Joseph Boakye Danquah Adu (2 July 1965 – 9 February 2016), was a Ghanaian chartered accountant and politician. He was a member of the Parliament of Ghana for the New Patriotic Party between 2005 and 2009, and once more from 2013 until his death.

==Early life==
JB Danquah Adu was born on 2 July 1965 at Old Tafo in the Eastern Region of Ghana. His grandfather, J. B. Danquah after whom he was named, played a role in Ghana's struggles for independence, a member of a group of politicians nicknamed the Big Six, and later an opponent of Kwame Nkrumah, Ghana's first prime minister and president. The name Danquah is sometimes spelt as Dankwa. His secondary school education was at the Presbyterian Boys' Senior High School at Legon.

==Personal life==
He was married and had two children.

==Life in politics==
He joined Ghana's parliament when he won a seat in the Ghana's general elections in 2004 to represent Abuakwa North.

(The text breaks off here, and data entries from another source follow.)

PR #3295, opened 2026-08-29
feat(bin): detect a worktree claimed by two task records

cisrd:
## Problem

A pooled task worktree can end up recorded by two `state/*.meta` records at once: one task's teardown
partially fails and leaves its record behind, the pool re-leases the slot to a new task, and nothing
notices that two records now name the same checkout. Acting on the stale record then reaches into a
copy a live task is still using.

## Change

Adds a detect-only check that reports a worktree claimed by more than one record, and says which
kind of collision it is.

The design that survived review is a two-axis one, and the reason matters:

- **`kind` reflects process concurrency.** Two live agents contending is a different fact from work
  that might be lost, and fusing them is what produced the original misattribution.
- **Unlanded work is always surfaced as a path-level caveat**, never as a kind trigger, so the
  do-not-discard warning cannot be swallowed by a label change.

The check refuses to claim more than its probes established. Every probe that cannot answer -
a path git cannot inspect, an unreadable working-tree state, a reachability test that cannot run,
an empty path argument - resolves to one shared `unverifiable:<cause>` verdict that names its cause
and keeps the do-not-discard caveat. Only a probe that actually succeeded may report `landed`.

Grouping compares resolved physical paths rather than the recorded strings, so two records spelling
one checkout differently are still detected; the printed line shows the resolved key alongside each
claimant's own recorded spelling.

The dirty-work filter is byte-for-byte the one `bin/fm-teardown.sh` already uses, so the detector and
the component that actually discards cannot disagree about what "dirty" means.

## Documentation

`.agents/skills/bootstrap-diagnostics/SKILL.md`'s `stale` bullet previously routed the reader into
ordinary teardown, which reads the worktree path from the stale record's own metadata and returns
the shared checkout. It now states that a stale claimant's bookkeeping is reconciled by removing
only that claimant's own state records, never through teardown's physical worktree-return path.

The two-axis contract has one owner (the library); `bin/fm-bootstrap.sh` and the skill point at it
rather than restating it, after three copies had already drifted apart once.

## Validation

Ran through the no-mistakes pipeline: review, test, document and lint completed. The push step could
not publish - the account has pull-only access to this repository - so the branch is delivered from
the `cisrd` fork. No validation step was skipped.

## Known remainder, in order of seriousness

1. `group-key-recheck-can-silence-a-real-collision` - a real collision can be silenced by a
   time-of-check/time-of-use race between the two grouping passes.
2. `printed-path-documented-as-always-resolved` - three places document the printed path as always
   resolved, while the code falls back to the recorded spelling when resolution fails.
3. `enotdir-ancestor-blamed-on-permissions` - an `ENOTDIR` ancestor is reported as "not consultable"
   when the real cause is different.

A follow-up is separately tracked to harden `bin/fm-teardown.sh` itself to refuse when the target's
worktree is claimed by another record whose process reads alive; that protects every caller rather
than only the reader of the diagnostics skill, and is a deliberate scope decision rather than an
oversight.


cisrd:
Superseded by #3329, which carries the identical reviewed content on a fresh branch for a new no-mistakes pipeline run.

PR #3293, opened 2026-08-29
feat(backends): add thurbox as an experimental session-provider backend

LeTuR:
## Intent

Rebind the no-mistakes pipeline attestation in PR #3293 to the exact current PR head. The thurbox backend content was fully validated earlier in this session (review, test, document and lint all completed clean, and the CI phase's own docs/config correction was locally validated); this pass rebases onto current main, re-reviews, pushes and re-stamps so the PR description binds the head that CI will run against.

## What Changed

- Add the thurbox backend adapter (`bin/backends/thurbox.sh`), driven entirely through `thurbox-cli` on the 2.10 surface, and wire it into backend detection/known-list, spawn, busy-state, Cursor composer capture, teardown, control, bootstrap, config inheritance, hometag, and daemon supervision (`bin/fm-backend.sh`, `bin/fm-spawn.sh`, `bin/fm-busy-lib.sh`, `bin/fm-composer-lib.sh`, `bin/fm-supervisor-target-lib.sh`, `bin/fm-teardown.sh`, `bin/fm-tmux-lib.sh`, `bin/fm-control.sh`, `bin/fm-control-lib.sh`, `bin/fm-cursor-lib.sh`, `bin/fm-bootstrap.sh`, `bin/fm-config-inherit-lib.sh`, `bin/fm-backend-hometag-lib.sh`, `bin/fm-afk-launch.sh`, `bin/fm-supervise-daemon.sh`, `bin/fm-test-run.sh`).
- Document the new backend (`docs/thurbox-backend.md`) and sync thurbox into existing backend enumerations across `README.md`, `AGENTS.md`, `CONTRIBUTING.md`, `docs/architecture.md`, `docs/configuration.md`, `docs/scripts.md`, `docs/agent-control.md`, `docs/trace-context.md`, `docs/codex-app-backend.md`, `docs/herdr-backend.md`, `docs/tmux-backend.md`, `docs/verification/runtime-backends.md`, `docs/documentation-audiences.json`, and the affected skill references.
- Add thurbox-specific test coverage (`tests/fm-backend-thurbox.test.sh`, `tests/thurbox-test-safety.sh`) and extend existing backend, daemon, control, bootstrap, busy-state, and test-run suites to exercise thurbox handling alongside the other session-provider backends.

## Risk Assessment

[...]

PR #3287, opened 2026-08-29
fix(bin): widen Grok busy signature past its approval dialog

cisrd:
## Intent

Finish PR 3287 by authenticating the already-reviewed Grok idle-misclassification fix through a complete no-mistakes pipeline run. Preserve the rebased branch and its two accepted documentation corrections, publish the resulting head to the configured cisrd fork, and let the pipeline write the PR attestation. Do not skip any pipeline step and do not hand-compose or hand-edit the attestation.

## What Changed

- Widened `FM_DELIVERY_GROK_BUSY_REGEX_DEFAULT` (and the defensive literal fallback in `fm_busy_grok_tail_busy`) from `Ctrl\+c:cancel` to `Esc:cancel|Ctrl\+c:cancel`, so a Grok pane that is thinking, responding, writing a command, or running an approved tool now classifies `busy grok-regex` instead of idle — `Ctrl+c:cancel` only ever renders in Grok's separate tool-approval dialog.
- Deliberately left `Esc:cancel` out of the harness-less delivery union `FM_DELIVERY_BUSY_REGEX_DEFAULT`, keeping a mid-turn Grok steer at the safe unconfirmed `pending` verdict rather than converting it to `empty`, since Grok's mid-turn Enter is not verified to queue the way opencode's does; the exclusion and its rationale are documented inline in `bin/fm-composer-lib.sh`.
- Recorded the grok 1.0.5 live captures in `docs/verification/runtime-backends.md` and the harness reference, including the re-verified `Ctrl+C` interrupt behavior and an explicit open question about whether Escape still only focuses scrollback (`fm_control_interrupt_key` stays on `Ctrl+C` until that is re-verified); added regression tests in `tests/fm-busy-state.test.sh` and `tests/fm-tmux-submit-busy.test.sh` covering all three footer shapes, the fallback literal without the canonical owner sourced, and the union-scope boundary.

## Risk Assessment

✅ Low: The change widens exactly one per-harness busy signature plus an in-sync defensive literal, every affected call site moves in the conservative (defer rather than act) direction, the delivery union is deliberately and correctly left untouched, and the new tests exercise the real classifier against live-captured footer shapes rather than source text.

## Testing

[...]

PR #3303, opened 2026-08-29
fix(spawn,teardown): keep briefs out of agent argv, and confirm endpoint retirement before releasing a worktree

matthewstrud:
## The defect

Crewmate sessions were dying mid-task: agents exiting cleanly while still working, each after roughly an hour of API spend, each leaving unfinished work in its worktree.

Neither of the two hypotheses under investigation was the cause.

**Root cause.** `bin/fm-spawn.sh` expanded each worker's entire brief into the launch command. A command substitution's result becomes one argv element, so every crewmate carried ~12.5 KB of its own brief in `/proc/<pid>/cmdline` and in every `ps` listing on the host. That made the agent process itself **matchable by any word of its own brief**. A worker clearing stray project processes with the ordinary `ps -ef | grep <script> | awk '{print $2}' | xargs -r kill` idiom therefore selected four sibling `claude` processes and terminated them.

Evidence: the killing command is in one worker's own transcript at `10:47:59.500Z`; four agents died between `10:47:59.994` and `10:48:00.322`, the killer last. All four dead briefs contained the matched word; the one live worker whose brief did not, survived.

**Reproduced end to end.** Pre-fix, the pattern matched only the agent process; `SIGTERM` produced exactly the observed clean shutdown records and left a `claude --resume` line over a bash prompt. Post-fix, the same pattern matches nothing and the agent keeps working.

## Fixes

1. **argv** — the launch prompt carries a short pointer; the brief stays on disk. This generalises the pattern kimi has always used, so the pointer sentence has one owner shared with kimi's typed delivery. An unwritable pointer refuses the spawn rather than launching on an empty prompt. A raw launch command that expands the brief as prompt text is refused.
2. **Doorbell** — the steering doorbell is submitted as keystrokes, and once an agent exits the endpoint's owner is the worker's shell at a prompt, so the line executed as a shell command (observed as `bash: Firstmate: command not found`). The ring now refuses on a proven agent-free endpoint. The gate is narrow: only recovery-grade `dead`/`missing` verdicts refuse, so ambiguous or unverified endpoints ring exactly as before and no live worker is starved.
3. **One worktree, one live task** — teardown released the worktree before retiring the endpoint, so a refused close left the pool calling it free while the task's record still claimed it. Release now runs after confirmed endpoint retirement *and* after all fallible task-state retirement. Retirement is confirmed per backend: tmux, Herdr, Zellij and cmux require exact structural absence, Orca requires a typed native close acknowledgment, and any other backend refuses by name. Every refusal retains both the record and the provider reservation.
4. **Process rule** — generated briefs and `AGENTS.md` ban pattern kills and give the explicit-PID remedy.

**The spawn-side guard and the teardown ordering are two deliberate protections, not one with a duplicate.** Refusing a worktree another live task's record names holds regardless of backend and regardless of whether any close can be confirmed; the teardown ordering holds even when no second task ever tries to claim the worktree. Neither should later be removed as redundant with the other.

Regressions accompany each fix and were each verified to fail against the pre-fix code.

## Two things a reader should know

**This branch closes a test failure that predates it.** `tests/fm-secondmate-harness.test.sh` was failing at the branch base with "first config push did not reach pointer delivery". The fixture work here fixed it and the suite now passes clean, so that suite going from failing to green is this branch's doing rather than unrelated noise.

**A separate defect is filed, deliberately not fixed here.** Teardown's leaked-process reap depends on `lsof`; where `lsof` is absent it degrades silently, so teardowns can fail to reap processes they believe they have reaped. It is the same defect class as the confirmation work above — a cleanup step that cannot confirm its own success and proceeds anyway — and is tracked separately.

## What validating this cost

The lint step was killed by the kernel out-of-memory killer six times. Each kill took the shared validation daemon down with it and cancelled the run in flight, presenting as an unexplained shutdown followed by a clean restart seconds later. It was identified only from the systemd journal reporting `Failed with result oom-kill` at an 8.4 GB peak, with the victim named as `ghc_ticker` — a Haskell runtime thread, ShellCheck being a Haskell program. Every one of those lint logs contained only its two startup lines, because extended analysis ballooned past 8 GB and was killed before emitting a single finding.

What was hiding behind all six kills was **two informational notes about deliberate single quotes** in a test file. Nothing was wrong with the code.

The interim in place on that host is a host-side setting of one analyser worker instead of two. Measured peak 6.54 GB against 8.4 GB, both from systemd cgroup accounting on the same basis — a 1.9 GB saving, not the halving a naive reading suggests, because one worker lints the whole file set rather than a shard. It is **not a substitute for swap** on a 15 GB host that has none: the remaining margin is roughly 2 GB and it was measured with the machine otherwise idle. It is deliberately host-side rather than pinned into tracked configuration, which would halve lint throughput for every contributor on every machine to work around one undersized host.


kunchenguid:
Speaking as Kun's firstmate:

Reviewed HEAD `8417ba5ed99ab6009047cdfd399ed6fcccb4f8e5` vs main. Whole thread read (body, Greptile 5/5, Copilot/Codex nits, no human reviews). 45 files; spawn/teardown/inbox/send/brief/backend/tmux + docs/tests/AGENTS. **No** `.github/workflows/*`. matthewstrud is not blocked. Not disguised security.

Contract-class: **restore**. Isolated copies, one live task per worktree, and send-to-agent-not-shell were already specified and broken. Pointer-not-brief keeps brief text out of argv (kimi already launched from a pointer; raw `__BRIEF__` refused). Doorbell refuses only recovery-grade `dead`/`missing` (`fm_backend_agent_alive` maps both to `dead`); ambiguous endpoints still ring; the steer stays durable. Spawn refuses a worktree another live meta still names; teardown confirms endpoint retirement (tmux/Herdr/Zellij/cmux structural absence, Orca typed close-ack) before releasing the provider reservation. That uniqueness was already assumed by teardown's leaked-process reap. Always-on confirmation generalizes herdr's already-specified fail-closed retention; it is not a new captain-facing default. `tmux_window_id=` is the retirement identity for new tmux metas; legacy records without it still fall back.

VISION (per rule):
- One captain, one interface — aligns (sibling-kill and doorbell-as-shell were silent fleet failures).
- Authority is explicit — aligns (no new autonomy; unconfirmed teardown retains).
- Scripts own the mechanics — aligns (pointer, claim check, live-agent gate, backend confirmation + tests).
- A restart is a non-event — aligns (durable inbox; retain record+reservation for retry).
- Delegation with a spine — aligns (isolated copies; unlanded work not torn down).
- The fleet outlives any vendor — aligns (harness-agnostic pointer; per-backend retirement semantics).
- Scope — aligns (command-layer spawn/send/teardown).

No `<!-- no-mistakes-pipeline-attestation:v1 ... -->` in the PR body. no-mistakes is blocking. Fork CI approved this pass: `33277214581` (CI), `33277214532` (Require no-mistakes). Waiting on the author to add a no-mistakes pipeline attestation bound to this HEAD. Also reconcile `tests/fm-teardown.test.sh` persistent-index-lock (expects meta gone on failed return) with teardown.sh / worktree-ownership (keep meta on failed release), and the ShellCheck SC2086 fixtures Copilot flagged. Overlap with open #3287 (docs only) and #3293 (spawn/teardown/backend) — not a captain-hold; I am not merging over it. Not with the captain (not otherwise ready). No auto-merge. I am not opening a competing PR.

matthewstrud:

PR #3326, opened 2026-08-30
feat(bin): deliver allowlisted composer commands as keystrokes into this home's own session

tomastoth4:
## Summary

When the captain writes a command such as `/compact` in the firstmate UI composer, it was only ever filed as an ordinary note (`bin/fm-inbox.sh note`) and read as conversation text by firstmate - never actually executed, because a slash command is intercepted locally by the CLI's own input loop, not sent to the model. This adds a default-off path that delivers a recognized note as real keystrokes into **this home's own** primary tmux session, reusing the existing tmux submit primitives (`bin/fm-tmux-lib.sh`) the away-mode daemon and `bin/fm-send.sh` already rely on.

- **Recognition rule**: a note body is a command invocation only when, after trimming leading/trailing whitespace, it is byte-identical to one entry in a fixed allowlist. `/compact now`, `please /compact`, wrong case, extra lines, or any argument all fail to match and the note behaves exactly as it does today - queued as text, nothing typed anywhere.
- **Allowlist**: `/compact` only, hardcoded in `bin/fm-composer-command-lib.sh` (not configurable - the config file can only ever turn delivery of this fixed, reviewed set on or off, never grow it). It's local and fully reversible with no side effect outside the current session's own context, which is why it's the only entry that clears the "never destructive, irreversible, or security-sensitive" bar.
- **Session resolution**: firstmate can only identify its own pane with certainty from *within* its own live turn (`$TMUX_PANE` is genuinely inherited there). Since note delivery is triggered by `bin/fm-inbox.sh` running as a separate process with no such inheritance, resolution is split in two: `fm_composer_command_session_start` captures `discover_supervisor_target`/`discover_supervisor_backend` (the same primitives `FM_SUPERVISOR_TARGET`/`FM_SUPERVISOR_BACKEND` use) once, at session start, and binds the record to that session's lock pid; `fm_composer_command_session_effective` only ever trusts that record while the bound lock still matches the *current* lock, so a restart into a different session invalidates the prior record instead of resolving it as current. Nothing is ever scanned for by pane name and nothing is guessed - an unresolvable session refuses loudly instead of guessing a target.
- **Busy-session decision: refuse and report, never silently retry.** The delivery guard reuses `bin/fm-tmux-lib.sh`'s existing delivery-busy primitives verbatim (`fm_pane_is_busy`, `fm_tmux_composer_state`) - the same ones `bin/fm-supervise-daemon.sh`'s `inject_msg` already uses to decide whether it's safe to type into a live pane. A busy pane or a composer that isn't confirmed empty defers delivery with a clear, reported reason rather than queueing an automatic retry: firstmate cannot safely poll for the pane going idle without either creating a second supervision cycle (forbidden) or hooking the safety-critical turn-end/auto-arm chain (out of scope and too risky for this change). The note itself stays queued exactly as it does today, so nothing is ever silently dropped - the captain and firstmate both see plainly that it wasn't auto-executed and can resend once idle.
- **No double delivery, including across a restart**: delivery is keyed by the note's own durable id. A confirmed submit (the tmux composer actually cleared) writes a durable, empty marker file under `state/.composer-command-delivered/<key>` *before* returning success, and every call checks that marker first. A short-lived, mkdir-based per-key claim additionally rejects a second concurrent attempt at the same key.
- **Config knob**: `config/composer-commands` - local, gitignored, presence-only, default off. Absent means byte-for-byte today's behavior. Documented in `docs/configuration.md` ("Composer command delivery") and `AGENTS.md`'s config inventory, matching the existing entries' shape.

## Files

- `bin/fm-composer-command-lib.sh` (new): the single owner of recognition, session capture/resolution, the delivery guard, and idempotency. Full contract and rationale in its header.
- `bin/fm-inbox.sh`: `queue_note` attempts delivery for a recognized note after queueing it as before; every other note is untouched.
- `bin/fm-session-start.sh`: one gated call (`fm_composer_command_session_start`) that captures the durable session record, mirroring how `config/trace-context` wires in.
- `docs/configuration.md`, `AGENTS.md`: document the new config file.
- `tests/fm-composer-command-lib.test.sh`, `tests/fm-composer-command-inbox.test.sh`: unit + integration coverage (see Test plan).

## Acceptance - real end-to-end demonstration

Demonstrated against a **throwaway scratch session**, never the captain's live firstmate session:

1. Created a private tmux socket (`fm-composer-demo-<pid>`), fully isolated from any real fleet session.
2. Launched a fresh `claude --dangerously-skip-permissions` process in that socket's pane, cwd a scratch empty directory with no repo config - a brand-new session with zero relation to any real firstmate home.
3. Confirmed via the real classifier that its idle composer reads `empty` (`fm_tmux_composer_state`).
4. Ran the *real* production code (`fm_composer_command_session_start` with `TMUX_PANE` pointed at that scratch pane, then `fm_composer_command_deliver "/compact" ...`) against a scratch `FM_HOME`.
5. Verified `/compact` was genuinely typed and submitted: the pane's scrollback shows `❯ /compact` followed by Claude Code's own real response, `⎿  Not enough messages to compact.` - proof the CLI's local slash-command interceptor actually ran it, not just displayed the text.
6. Verified idempotency: a second `fm_composer_command_deliver` call for the same key returned `already delivered`, with no further tmux interaction.
7. Killed the private tmux server and removed every scratch file; the real firstmate session, its watcher, and `/home/tom/firstmate/{state,data,config}` were never touched.

## Test plan

- [x] `bin/fm-lint.sh` (full repo, ShellCheck 0.11.0 + actionlint 1.7.12) - clean.
- [x] `bash tests/fm-composer-command-lib.test.sh` - recognition/allowlist, enablement, session capture bound to the lock (including restart invalidation), the full delivery pipeline (busy/composer defer, unconfirmed submit, gone endpoint, unresolved session, success, idempotent replay after a simulated restart, concurrent in-flight claim) - all pass.
- [x] `bash tests/fm-composer-command-inbox.test.sh` - ordinary notes byte-for-byte unchanged when the feature is off or the note isn't a recognized command; a recognized command with no durable session record visibly attempts delivery and reports why; a command-shaped note outside the allowlist is refused before any session resolution - all pass.
- [x] `bash tests/fm-composer-lib.test.sh`, `bash tests/fm-voice-relay.test.sh` (adjacent suites touching the composer classifier and `bin/fm-inbox.sh`) - unaffected, all pass.
- [x] `bash tests/fm-session-start.test.sh` - 47/49 pass; the remaining 2 (`test_output_ordering_diagnostics_lead`, `test_composition_invokes_real_scripts`) fail identically against an **unmodified checkout of this branch's base commit**, caused by this sandbox having a system-wide `/usr/bin/node` the fixture's fake-toolchain PATH doesn't account for - a pre-existing environmental gap, not a regression from this change (verified by reverting `bin/fm-session-start.sh` alone and re-running).
- [x] `bin/fm-doc-audience-check.sh` - clean.


tomastoth4:
Closing: this work is moving to the captain's own repository.

PR #3368, opened 2026-08-31
fix(bin): accept Orca's own worktree-id shape in endpoint validation

mlim1972:
## Summary
- `fm_backend_validate_task_endpoint()` validated `orca_worktree_id` with the generic tmux/Herdr-style atom check, which bans `:` and `/`.
- Orca's real worktree ids are `<repo-id>::<absolute-path>` (see `orca worktree show`), so every real Orca-backed task failed this check.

He was appointed as Deputy Minister for Women and Children's Affairs by the John Agyekum Kufuor administration. He lost the seat to, Samuel Kwadwo Amoako, a member of his own party, the New Patriotic Party in the 2008 general elections. He however won it back in the 2012 general elections by beating the National Democratic Congress's Victor Smith. He was a member of both the Special Budgets Committee and the Trade, Industry and Tourism Committee in Ghana's 5th parliament of the 4th Republic.

==Death==
On 9 February 2016, he was stabbed dead in the early hours of the morning. Subsequently, the police arrested a man for the murder. The man, Daniel Asiedu, later confessed to killing the MP, in a struggle as he tried to rob him, and was charged with murder.